Task goal: Would you print all of the entries word for word?

Data entries:
PR #1877, opened 2025-09-03
composite types for REST api

### LINKED ISSUE #1876: [kafka] nested schema in REST API
## Summary

A common pattern in kafka logs is nested structs - we want to be able to support this in our REST API which the kafka connector will send events to.

lohpaul9:
## Summary

Allows for nested structs / composite type schema in the REST API. This allows us to support nested structs using the Kafka connector too, which is currently planned to connect to moonlink through the REST API. 

Closes #1876 

## Checklist

- [ ] Code builds correctly

### DIFF
--- a/src/moonlink_connectors/src/error.rs
+++ b/src/moonlink_connectors/src/error.rs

Answer section:
PR #1877, opened 2025-09-03
composite types for REST api

### LINKED ISSUE #1876: [kafka] nested schema in REST API
## Summary

A common pattern in kafka logs is nested structs - we want to be able to support this in our REST API which the kafka connector will send events to.

lohpaul9:
## Summary

Allows for nested structs / composite type schema in the REST API. This allows us to support nested structs using the Kafka connector too, which is currently planned to connect to moonlink through the REST API. 

Closes #1876 

## Checklist

- [ ] Code builds correctly

### DIFF
--- a/src/moonlink_connectors/src/error.rs
+++ b/src/moonlink_connectors/src/error.rs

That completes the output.